↓↓↓
PR #164, opened 2019-03-05
SR v4 Power Board Hardware Tests

trickeydan:


setup.cfg
```diff
@@ -49,5 +50,8 @@ disallow_incomplete_defs = True
 disallow_untyped_decorators = True
 
 check_untyped_defs = True
-
 ignore_missing_imports = False
+
+[mypy-j5.backends.hardware.*]
+# Allows a Callable with Any type params to be used to mock USB.
+disallow_any_generics = False
```
kierdavis: Whitespace error

tests/backends/hardware/sr/v4/test_power_board.py
```diff
@@ -0,0 +1,470 @@
...
+)
+from j5.boards import Board
+from j5.boards.sr.v4.power_board import PowerBoard, PowerOutputPosition
+from j5.components.piezo import Note
+
+
+def test_read_command():
+    """Test that ReadCommand behaves as expected."""
+    rc = ReadCommand(1, 2)
+    assert issubclass(ReadCommand, tuple)
```
kierdavis: I don't forsee us using the `tuple` properties of `ReadCommand` or `WriteCommand`, so I doubt this test is needed. I don't feel strongly about this though.

tests/backends/hardware/sr/v4/test_power_board.py
```diff
@@ -0,0 +1,470 @@
...
+        pass
+
+
+class MockUSBPowerBoardDevice:
+    """This class mocks the behaviour of a USB device for a Power Board."""
+
+    def __init__(self, serial_number: str, fw_version: int = 3):
+        self.serial = serial_number
+        self.firmware_version = fw_version
+        self._ctx = MockUSBContext()
```
kierdavis: `self._ctx` is unused (looks like a remnant from `usb1`). The `MockUSBContext` class can probably be deleted too.

tests/backends/hardware/sr/v4/test_power_board.py
```diff
@@ -0,0 +1,470 @@
...
+        wIndex: int = 0,
+        data_or_wLength: Optional[Union[int, bytes]] = None,
+        timeout: Optional[int] = None,
+    ) -> bytes:
+        """Mock reading data from a device."""
+        assert wValue == 0  # Always 0 on read.
+
+        if 0 <= wIndex < 6:
+            return self.read_output(data_or_wLength)
+        if wIndex == 7:
```
kierdavis: I've noticed a pattern of not using `elif` for mutually exclusive code branches if each block ends in a `return` in a few of your PRs recently. Is this just personal preference or is there a PEP for this that I should be following in my own code?

tests/backends/hardware/sr/v4/test_power_board.py
```diff
@@ -0,0 +1,470 @@
...
+def mock_find(
+    find_all=True, *, idVendor: int, idProduct: int,
+) -> List[MockUSBPowerBoardDevice]:
+    """This function mocks the behaviour of usb.core.find."""
+    assert idVendor == 0x1BDA
+    assert idProduct == 0x0010
+    if find_all:
+        return [MockUSBPowerBoardDevice(f"SERIAL{n}") for n in range(0, 4)]
+    else:
+        return [MockUSBPowerBoardDevice("SERIAL0")]
```
kierdavis: I don't forsee us calling `find(find_all=False)` in the near future, so this `else` block is redundant. I'd suggest just asserting `find_all == True` instead.

Code that never gets executed is doing nothing but waiting to get out of date.

tests/backends/hardware/sr/v4/test_power_board.py
```diff
@@ -0,0 +1,470 @@
...
+
+    assert not backend.get_button_state(MockBoard(), 0)
+
+    with pytest.raises(ValueError):
+        backend.get_button_state(MockBoard(), 1)
+
+
+def test_backend_wait_until_button_pressed():
+    """Test the wait_until_button_pressed."""
+    # No tests here as no known practical method to test it.
```
kierdavis: Maybe we could inject `time.sleep` in the same manner we inject `usb.core.find`, and implement the test like so:

```python
device = MockUSBPowerBoardDevice("SERIAL0")

N = 3
def mock_sleep(secs):
  assert secs <= 0.1 # Check we poll the button at an acceptable rate.
  mock_sleep.times_called += 1
  # Button gets pressed during the N'th call to mock_sleep.
  if mock_sleep.times_called == N:
    device.button_state = True
  # Check mock_sleep doesn't get called more than N times. Prevents wait_until_button_pressed from looping forever.
  assert mock_sleep.times_called <= N
mock_sleep.times_called = 0

backend = SRV4PowerBoardHardwareBackend(device)
backend.wait_until_button_pressed(MockBoard(), 0, sleep=mock_sleep)
assert mock_sleep.times_called == N
```

If the above isn't feasible, please remove this empty test function since it is redundant.

tests/backends/hardware/sr/v4/test_power_board.py
trickeydan: It's used by the USB library in it's cleanup things. An exception is thrown if it isn't there.

kierdavis: In that case please can you add a comment explaining this?

tests/backends/hardware/sr/v4/test_power_board.py
trickeydan: It's just my style. Happy to change if it's disliked.

tests/backends/hardware/sr/v4/test_power_board.py
trickeydan: I attempted this, but it was very dirty. I'm going to accept the lack of coverage.

kierdavis: Yeah, it was a rough idea - I had no idea how well it would pan out in practice.

And yeah, I would prefer us not having coverage of function to us having "fake" coverage (tests that don't verify anything).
↑↑↑
Requirement
Hand back the listing exactly. Include every line.

Exercise solution
PR #164, opened 2019-03-05
SR v4 Power Board Hardware Tests

trickeydan:


setup.cfg
```diff
@@ -49,5 +50,8 @@ disallow_incomplete_defs = True
 disallow_untyped_decorators = True
 
 check_untyped_defs = True
-
 ignore_missing_imports = False
+
+[mypy-j5.backends.hardware.*]
+# Allows a Callable with Any type params to be used to mock USB.
+disallow_any_generics = False
```
kierdavis: Whitespace error

tests/backends/hardware/sr/v4/test_power_board.py
```diff
@@ -0,0 +1,470 @@
...
+)
+from j5.boards import Board
+from j5.boards.sr.v4.power_board import PowerBoard, PowerOutputPosition
+from j5.components.piezo import Note
+
+
+def test_read_command():
+    """Test that ReadCommand behaves as expected."""
+    rc = ReadCommand(1, 2)
+    assert issubclass(ReadCommand, tuple)
```
kierdavis: I don't forsee us using the `tuple` properties of `ReadCommand` or `WriteCommand`, so I doubt this test is needed. I don't feel strongly about this though.

tests/backends/hardware/sr/v4/test_power_board.py
```diff
@@ -0,0 +1,470 @@
...
+        pass
+
+
+class MockUSBPowerBoardDevice:
+    """This class mocks the behaviour of a USB device for a Power Board."""
+
+    def __init__(self, serial_number: str, fw_version: int = 3):
+        self.serial = serial_number
+        self.firmware_version = fw_version
+        self._ctx = MockUSBContext()
```
kierdavis: `self._ctx` is unused (looks like a remnant from `usb1`). The `MockUSBContext` class can probably be deleted too.

tests/backends/hardware/sr/v4/test_power_board.py
```diff
@@ -0,0 +1,470 @@
...
+        wIndex: int = 0,
+        data_or_wLength: Optional[Union[int, bytes]] = None,
+        timeout: Optional[int] = None,
+    ) -> bytes:
+        """Mock reading data from a device."""
+        assert wValue == 0  # Always 0 on read.
+
+        if 0 <= wIndex < 6:
+            return self.read_output(data_or_wLength)
+        if wIndex == 7:
```
kierdavis: I've noticed a pattern of not using `elif` for mutually exclusive code branches if each block ends in a `return` in a few of your PRs recently. Is this just personal preference or is there a PEP for this that I should be following in my own code?

tests/backends/hardware/sr/v4/test_power_board.py
```diff
@@ -0,0 +1,470 @@
...
+def mock_find(
+    find_all=True, *, idVendor: int, idProduct: int,
+) -> List[MockUSBPowerBoardDevice]:
+    """This function mocks the behaviour of usb.core.find."""
+    assert idVendor == 0x1BDA
+    assert idProduct == 0x0010
+    if find_all:
+        return [MockUSBPowerBoardDevice(f"SERIAL{n}") for n in range(0, 4)]
+    else:
+        return [MockUSBPowerBoardDevice("SERIAL0")]
```
kierdavis: I don't forsee us calling `find(find_all=False)` in the near future, so this `else` block is redundant. I'd suggest just asserting `find_all == True` instead.

Code that never gets executed is doing nothing but waiting to get out of date.

tests/backends/hardware/sr/v4/test_power_board.py
```diff
@@ -0,0 +1,470 @@
...
+
+    assert not backend.get_button_state(MockBoard(), 0)
+
+    with pytest.raises(ValueError):
+        backend.get_button_state(MockBoard(), 1)
+
+
+def test_backend_wait_until_button_pressed():
+    """Test the wait_until_button_pressed."""
+    # No tests here as no known practical method to test it.
```
kierdavis: Maybe we could inject `time.sleep` in the same manner we inject `usb.core.find`, and implement the test like so:

```python
device = MockUSBPowerBoardDevice("SERIAL0")

N = 3
def mock_sleep(secs):
  assert secs <= 0.1 # Check we poll the button at an acceptable rate.
  mock_sleep.times_called += 1
  # Button gets pressed during the N'th call to mock_sleep.
  if mock_sleep.times_called == N:
    device.button_state = True
  # Check mock_sleep doesn't get called more than N times. Prevents wait_until_button_pressed from looping forever.
  assert mock_sleep.times_called <= N
mock_sleep.times_called = 0

backend = SRV4PowerBoardHardwareBackend(device)
backend.wait_until_button_pressed(MockBoard(), 0, sleep=mock_sleep)
assert mock_sleep.times_called == N
```

If the above isn't feasible, please remove this empty test function since it is redundant.

tests/backends/hardware/sr/v4/test_power_board.py
trickeydan: It's used by the USB library in it's cleanup things. An exception is thrown if it isn't there.

kierdavis: In that case please can you add a comment explaining this?

tests/backends/hardware/sr/v4/test_power_board.py
trickeydan: It's just my style. Happy to change if it's disliked.

tests/backends/hardware/sr/v4/test_power_board.py
trickeydan: I attempted this, but it was very dirty. I'm going to accept the lack of coverage.

kierdavis: Yeah, it was a rough idea - I had no idea how well it would pan out in practice.

And yeah, I would prefer us not having coverage of function to us having "fake" coverage (tests that don't verify anything).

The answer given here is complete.